> [ACTIVITY]: Search the entries below for the word "edged", then copy each line in which it is found.

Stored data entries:
================================
PR #4929, opened 2023-08-11
Bump k8s 1.26.7

Shelley-BaoYue:
**What type of PR is this?**

/kind feature

Update Kubernetes dependency version to v1.26.7


fisherxu (commented):
/approve
The fuzzing test is not required, and once the PR merged, I will set the K8s verion in github action.

fisherxu:
/assign @WillardHu 
For final review :)

WillardHu:
/lgtm

The historical code has some functions in the pkg package that use `exit` to handle error. In the future, we can see if we can use `panic` instead. The `exit` operation is non-interruptible and cannot be unit tested.

fisherxu:
> The historical code has some functions in the pkg package that use exit to handle error. In the future, we can see if we can use panic instead. The exit operation is non-interruptible and cannot be unit tested.

Can you open an issue to track it? @WillardHu

WillardHu:
> > The historical code has some functions in the pkg package that use exit to handle error. In the future, we can see if we can use panic instead. The exit operation is non-interruptible and cannot be unit tested.
> 
> Can you open an issue to track it? @WillardHu

OK 
https://github.com/kubeedge/kubeedge/issues/5012

PR #5269, opened 2023-12-05
Deprecate the edgecore containerized deployment solution

fisherxu:
**What type of PR is this?**
/kind cleanup

Now we only deploy edgecore in container for testing, in 1) performance test in edgemark 2) keink sub-project like kind.
So mark the edgecore containerized deployment solution as deprecated, avoid to mislead users.

Fixes #

```release-note
NONE
```


fisherxu (commented):
cc @WillardHu @Shelley-BaoYue @luomengY

luomengY:
This is a good suggestion. I think we should remove this solution. Deploying edgecore in a container is not reasonable. One of the responsibilities of edgecore is to manage container applications on compilation nodes. If edgecore is also deployed in a container, then the container cannot be managed, which is similar to the kubelet component in the upstream k8s.

fisherxu:
Yes, I've googled this issue before, the biggest problem is the file system, edgecore/kubelet need to manage the file system of the container, and the file system of container is isolated from the host. unlike the network, we can use host mode for container.

> I think we should remove this solution.

For some dockerfile and deployment yaml files, just deprecate and retain them for developers to research related tests. :)

luomengY:
> For some dockerfile and deployment yaml files, just deprecate and retain them for developers to research related tests. :)

ok, it can be marked as deprecate.

WillardHu:
lgtm

PR #5270, opened 2023-12-06
fix featuregates didn't take effect in edged config

Shelley-BaoYue:
**What type of PR is this?**

/kind bug

FeatureGates config need to be set into DefaultMutableFeatureGate Map, but we didn't set it, causing featureGate in edged config didn't take any effect in previous releases.


fisherxu (commented):
/approve
cc @WillardHu @luomengY

luomengY:
lgtm @Shelley-BaoYue need rebase.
================================
> [SOLUTION FOR THIS TASK]:
fix featuregates didn't take effect in edged config
FeatureGates config need to be set into DefaultMutableFeatureGate Map, but we didn't set it, causing featureGate in edged config didn't take any effect in previous releases.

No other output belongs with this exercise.